ParamTypeRequired?Description
textUnion[str, List[str], Dataset]Input text to analyze for PII entities.
model_typestrThe type of NER model to use. Supported models are: 'flair', 'spacy', 'transformers'.
model_configDict[str, str]Configuration for NER models:
  • lang_code (str): Language code for the spaCy model.
  • model_name (str): Name of the model.
entity_typesList[str]List of PII categories to search for.
unique_anonymizationList[str]List of PII categories to apply unique anonymization to. If True, all PII categories will be uniquely anonymized.
chunk_sizeintChunk size for NER model.
no_redactList[str]A list of PII categories to not redact. These categories will be replaced with their original values.
custom_entity_configDict[str, Union[str, List[str], float, Callable]]Configuration for custom entities:
  • entity_type (str): The type of custom entity.
  • recognizer_type (str): The type of recognizer ('regex' or 'deny-list').
  • deny_list (List[str]): A list of patterns to deny-list if using 'deny-list' recognizer.

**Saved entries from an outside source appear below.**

PR #3327, opened 2022-01-08
Fix performance of queries containing references to multi-links from DML

elprans:
When compiling link references that have a DML statement as a source,
we normally produce an "overlay" UNION containing the existing link
relation as well as the effects of the mutation.  Unfortunately,
Postgres seems to cope badly with JOINs containing UNIONs which are
composed of a mix of RelRange and RangeSubselect, producing horrible
HashJoin plans scanning the entire UNION.  Luckily, there's a
straightforward workaround: push the JOIN condition into UNION operands
and simply CROSS JOIN the UNION laterally.  While this is theoretically
beneficial for all kinds of UNIONs, we restrict this optimization to overlay
UNIONs only to limit the possibility of breakage as not all  UNIONs are
guaranteed to have correct path namespace and translation maps set up.

### DIFF
--- a/edb/pgsql/compiler/relctx.py
+++ b/edb/pgsql/compiler/relctx.py
@@ -412,6 +412,7 @@ def new_primitive_rvar(
     ir_set: irast.Set,
     *,
     path_id: irast.PathId,
+    lateral: bool,
     ctx: context.CompilerContextLevel,
 ) -> pgast.PathRangeVar:
     if not ir_set.path_id.is_objtype_path():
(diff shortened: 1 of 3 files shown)


edb/pgsql/compiler/relctx.py
```diff
@@ -1157,11 +1199,54 @@ def rel_join(
...
+    query: pgast.SelectStmt,
+    right_rvar: pgast.RangeSubselect,
+    *,
+    ctx: context.CompilerContextLevel,
+) -> None:
+    def _inject_filter(component: pgast.Query) -> None:
+        condition = None
+
+        for path_id in right_rvar.query.path_scope:
+            lref = maybe_get_path_var(
```
msullivan, line 1212: Do you think it's worth trying to unify `_inject_filter` and the main logic in `_plain_join`?

msullivan (approved):

edb/pgsql/compiler/relctx.py
elprans: They are subtly different, I don't think unifying them would help readability.

PR #3329, opened 2022-01-10
Add `eql:index-boost` directive

jaclarke:
The long lost sibling of this PR: https://github.com/edgedb/edgedb.com/pull/196

### DIFF
--- a/edb/tools/docs/eql.py
+++ b/edb/tools/docs/eql.py
@@ -609,6 +609,25 @@ class EQLReactElement(d_rst.Directive):
         return [node]
 
 
+class EQLIndexBoost(d_rst.Directive):
+
+    has_content = False
+    optional_arguments = 0
+    required_arguments = 1
+
+    def run(self):
+        try:
+            boost = float(self.arguments[0])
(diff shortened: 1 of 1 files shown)


1st1:
What specific pages will we boost with this? Maybe we should tweak our ranking algo instead?

jaclarke:
Originally it was proposed to boost the datamodel pages and de-emphasize the ddl, and changelog pages: https://edgedb.slack.com/archives/CNECHA9EW/p1615416583244700?thread_ts=1615391108.240000&cid=CNECHA9EW.

1st1:
Will this directive be applied to an entire page?

colinhacks:
> Will this directive be applied to an entire page?
As I understand it the boost is applied to all indexed items on a page. Also if it's defined on an index page, the boost is applied to the entire subtree, which is cool. It seems deeper `boost-index` values override shallower ones: https://github.com/edgedb/edgedb.com/blob/d9ddc707c0ca0560c86b99c2ef678ca003351eaa/dataBuild/docs.ts#L555

PR #3331, opened 2022-01-10
Always include the definition context namespace in computable contexts

### LINKED ISSUE #3323: Another bad for-loop/computable/with interaction
```
with props := (                                                           
  for h in User union (                                                   
    select h {namelen := len(h.name)}                                     
  )                                                                       
)                                                                         
select props {                                                            
  name,                                                                   
  namelen # <- adding this property causes cartesian product              
};
```

produces a cartesian product. Defining the computable with just `.name` instead of `h.name` works.

I thought it was related to https://github.com/edgedb/edgedb/pull/2947 but who knows.

reported by @jaclarke

msullivan:
We need to include the *original* source namespace in our ctx
namespace when compiling computables. The current mechanism of trying
to look up in view_sets or failing that using the source namespace
from the computable use, but this was failing to find it in some cases
with FOR.

Fix this by instead directly pulling in the namespace from qlctx. The
inclusion of qlctx's namespace nicely allows us to ditch so later
logic as well.

Additionally we need to merge the namespace into *both* sides in
get_view_map_remapping, to handle cases like referencing a `FOR`
variable where the current ns doesn't get merged in.

Fixes #3323.

### DIFF
--- a/tests/test_edgeql_scope.py
+++ b/tests/test_edgeql_scope.py
@@ -3521,7 +3521,7 @@ class TestEdgeQLScope(tb.QueryTestCase):
             )
             select props {
               name,
-              namelen # <- adding this property causes cartesian product
+              namelen
             };
             ''',
             tb.bag([
--- a/tests/test_edgeql_scope.py
+++ b/tests/test_edgeql_scope.py
@@ -3063,7 +3063,7 @@ class TestEdgeQLScope(tb.QueryTestCase):
             ]
         )
 
-    async def test_edgeql_scope_ref_outer_02(self):
+    async def test_edgeql_scope_ref_outer_02a(self):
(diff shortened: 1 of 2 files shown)


tests/test_edgeql_scope.py
```diff
@@ -3491,3 +3510,45 @@ async def test_edgeql_select_outer_rebind_04(self):
...
+        await self.assert_query_result(
+            r'''
+            with props := (
+              for h in User union (
+                select h {namelen := len(h.name)}
+              )
+            )
+            select props {
+              name,
+              namelen # <- adding this property causes cartesian product
```
elprans, line 3524: Drop this comment.

elprans (approved):

PR #3332, opened 2022-01-10
Mark `test_edgeql_expr_valid_collection_15` as xfail on Postgres 14 only

elprans:
Seems like this is a regression in 14.

### DIFF
--- a/tests/test_edgeql_expressions.py
+++ b/tests/test_edgeql_expressions.py
@@ -2170,8 +2170,10 @@ class TestExpressions(tb.QueryTestCase):
         )
 
     @test.xfail(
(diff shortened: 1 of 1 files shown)


msullivan (approved):

fantix:
It's also [failing](https://github.com/edgedb/edgedb/runs/4770366476?check_suite_focus=true#step:19:5089) on Postgres 12?

elprans:
> It's also [failing](https://github.com/edgedb/edgedb/runs/4770366476?check_suite_focus=true#step:19:5089) on Postgres 12?

Yikes.  That's a different (and more unpleasant) failure mode.

PR #3348, opened 2022-01-19
Convert the docs to use lower-case keywords consistently.

vpetrovykh:
The client library examples are left as is. The queries appear inside
strings and so upper-case keywords may be desirable in that instance.

https://github.com/edgedb/easy-edgedb/pull/49 should be merged so that building the entire site works, unless you toggle easy-edgedb off from the build.


vpetrovykh:
I've added a few more commits that address some other docs issues.

colinhacks (approved):

PR #3355, opened 2022-01-20
Update test client to use the latest edgedb-python

fantix:
Depends on edgedb/edgedb-python#286


msullivan (commented):
What is the story for why `testbase/connection.py` is growing all of this machinery? Is it because the test suite depended on old details of the internals of edgedb-python and now that those have changed we need to reimplement them on the testbase side?

fantix:
Yes, also because I tried not to inherit from the “Connection” class from edgedb-python and re-implement the interfaces in testbase.

elprans (approved):

PR #3362, opened 2022-01-24
Disable unrendered unicode bidirectional override characters

tailhook:
See CVE-2021-42574

Rust has a good explanation of what's the problem: https://blog.rust-lang.org/2021/11/01/cve-2021-42574.html


1st1:
lgtm; @elprans I think we should make this part of rc5

elprans (approved):

Issue #3347, opened 2022-01-19
InternalServerError: object type <QualName default::default|XXX@view~1> already exists


metmirr:
- EdgeDB Version: 1.0-rc.4+1850eff
- OS Version: MacOS 12.1

Steps to Reproduce:

1. `edgedb project init` ✅ 
2. `edgedb instance create sample` ✅ 
3. `edgedb -I sample migration create` ✅ 
4. `edgedb -I sample migrate` ✅ 
5. Go to graphiql playground

Error shown in the graphiql:
```json
{
  "errors": [
    {
      "message": "TypeError: Names must match /^[_a-zA-Z][_a-zA-Z0-9]*$/ but 'Filterdefault|ProcessedEventsLog@view~1' does not.\n\nNames must match /^[_a-zA-Z][_a-zA-Z0-9]*$/ but 'default|ProcessedEventsLog@view~1' does not.\n\nNames must match /^[_a-zA-Z][_a-zA-Z0-9]*$/ but 'default|ProcessedEventsLog@view~1' does not.\n\nNames must match /^[_a-zA-Z][_a-zA-Z0-9]*$/ but 'Orderdefault|ProcessedEventsLog@view~1' does not.\n\nNames must match /^[_a-zA-Z][_a-zA-Z0-9]*$/ but 'delete_default|ProcessedEventsLog@view~1' does not."
    }
  ]
}
```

  • regex (str): A regular expression pattern if using 'regex' recognizer.
  • score (float): Expected confidence level for this recognizer.

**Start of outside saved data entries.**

PR #3368, opened 2022-01-25
Deeply nested aliases have problems in GraphQL

vpetrovykh:
wip


vpetrovykh:
This is intended to be on top of #3367

PR #3370, opened 2022-01-25
Update quickstart docs to use correct query

joeriddles:
Update `docs > guides > quickstart.rst > 5. Run some queries`.

Fix the filter to use `ILIKE`, like the paragraph above the code sample explains.


colinhacks:
Good catch! I decided to switch from using `ilike` to simply filtering by the `Movie.id` property, and I did a terrible job of switching. Closing this in favor of https://github.com/edgedb/edgedb/pull/3372. Thanks!

PR #4751, opened 2022-12-01
Warn users not to run CLI as root

raddevon:


docs/cli/index.rst
```diff
@@ -25,6 +25,10 @@ on-screen instructions:
 
     $ curl --proto '=https' --tlsv1.2 -sSf https://sh.edgedb.com | sh
 
+.. warning::
+
+    You should not run the CLI as root.
```
fmoor, line 30: This is generally a good idea, but it might work. If this is addressing what I think it is the major pain point is that people try to run a server as root which fails with an error and really should not be done.

@elprans may have more nuanced guidance for this.

raddevon: Here's the Slack discussion that inspired this for context: https://discord.com/channels/841451783728529451/1043930111528935555/1044655465977622619

elprans: The fundamental issue here is that Postgres will refuse to run as root and so it is impossible to create instances as root.  Other operations are safe, so this should really be handled by the CLI in `create instance`.

fmoor: This also comes up when people try to run `edgedb-server-2` from the apt package as root. They usually don't understand what system-d is and that they don't actually need to start the server themselves.

fmoor: So i guess this bit should go in the bare metal deployment guide?

raddevon: @elprans @fmoor Thanks for your help on this. Check my understanding here: we should move this warning to the bare metal deployment guide, and the CLI itself needs to handle the scenario that the user tries to run `edgedb create instance` as root so there's no need to document that. Does that sound right?

Is the wording of the warning OK?

fmoor: > Does that sound right?

as I understand it, yes

> Is the wording of the warning OK?

The warning should say that `edgedb-server` can not be run as root. This is different than the CLI.

docs/guides/deployment/bare_metal.rst
```diff
@@ -77,6 +77,10 @@ default. You can start the server by enabling the unit.
 This will start the server on port 5656, and the data directory will be
 ``/var/lib/edgedb/1/data``.
 
+.. warning::
+
+    `edgedb-server` cannot be run as root.
+
```
raddevon, line 83: Not sure about the placement of this, but I think I at least have the wording right, @fmoor.

docs/guides/deployment/bare_metal.rst
```diff
@@ -77,6 +77,10 @@ default. You can start the server by enabling the unit.
 This will start the server on port 5656, and the data directory will be
 ``/var/lib/edgedb/1/data``.
 
+.. warning::
+
+    ``edgedb-server`` cannot be run as root.
+
```
raddevon, line 83: @fmoor Had to push again. Brain is permanently stuck on Markdown mode. 😅 

Placement look good here?

fmoor: looks fine to me.

fmoor (approved):

PR #4757, opened 2022-12-02
Fix: error message for function calls on derived types

### LINKED ISSUE #4749: Don't use derived type names in "function does not exist errors"
```
edgedb> with x := 'a', select sum(x);
error: QueryError: function "sum(arg0: __derived__::x)" does not exist
```
This is a bad error, we should say
```
edgedb> with x := 'a', select sum(x);
error: QueryError: function "sum(arg0: std::str)" does not exist
```

Operators get this right so fixing it is probably a simple matter:
```
edgedb> with x := 'a', select x ++ 1;
error: InvalidTypeError: operator '++' cannot be applied to operands of type 'std::str' and 'std::int64'
```

aljazerzen:
Closes #4749

### DIFF
--- a/edb/edgeql/compiler/func.py
+++ b/edb/edgeql/compiler/func.py
@@ -113,11 +113,13 @@ def compile_FunctionCall(
             # Skip any name colliding with kwargs.
             while f'arg{argnum}' in kwargs:
                 argnum += 1
+            ty = schemactx.get_material_type(argtype, ctx=ctx)
             sig.append(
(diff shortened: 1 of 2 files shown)


elprans:
Please add a test

elprans (approved):

msullivan (approved):
Good fix and nice cleanups.

Just to confirm, the operator stuff is separate from the fix, and so if I wanted to omit that in the cherry-pick I could?

PR #4759, opened 2022-12-02
Update mypy

aljazerzen:
Update mypy & refactor many typing annotations. This should probably be merged after 2.8


edb/pgsql/parser/ast_builder.py
```diff
@@ -46,8 +46,8 @@ def _maybe(
     return None
 
 
-def _ident(t: T) -> U:
```
msullivan, line 49: I'd drop the `T` and just make it `object` or `Any`. Not much point in having a type param only used once.

msullivan (approved):
Looks good!

We probably won't cherry-pick this to 2.8 unless it becomes a pain not to

msullivan:
Thanks for doing this!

  • redacted_text_callback (Callable): A callback function if using custom redacted text.
dataset_configDict[str, Union[str, List[str]]]Configuration for HuggingFace and custom datasets:
  • text_column (str; HugggingFace): The name of the column containing text.
  • split_column (str; HugggingFace and custom): Used for dataset splitting. String if using a HuggingFace dataset, list of strings if using custom dataset.
  • train_name (str; HugggingFace): The name of the training split in the dataset.
  • val_name (str; HugggingFace): The name of the validation split in the dataset.
  • test_name (str; HugggingFace): The name of the testing split in the dataset.
entity_mappingDict[str, str]Mapping of entity types to custom entity types.
dynamofl_pii_configDict[str, Union[str, bool]]Configuration for dynamofl's PII model:
  • llm_endpoint (str): Endpoint for the language model.
  • system_prompt (str): System prompt for the language model.
  • use_redacted_text (bool): Whether to use redacted text for the language model.

Returns

A dictionary with the following keys:

  1. If the text is of type str:
    • redacted_text (str): The redacted string.
    • redacted_entities (dict): Redacted entities.
    • redacted_entity_positions (list of tuples): Positions of redacted entities.
    • redacted_entity_counts (dict): Counts of redacted entities.
    • entity_types_summary (dict): Summary of entity types.
  2. If the text is of type List[str] or Dataset (HuggingFace dataset):
    • redacted_text (str): The redacted string.
    • redacted_entities (dict): Redacted entities.
    • redacted_entity_counts (dict): Counts of redacted entities.
    • entity_types_summary (dict): Summary of entity types.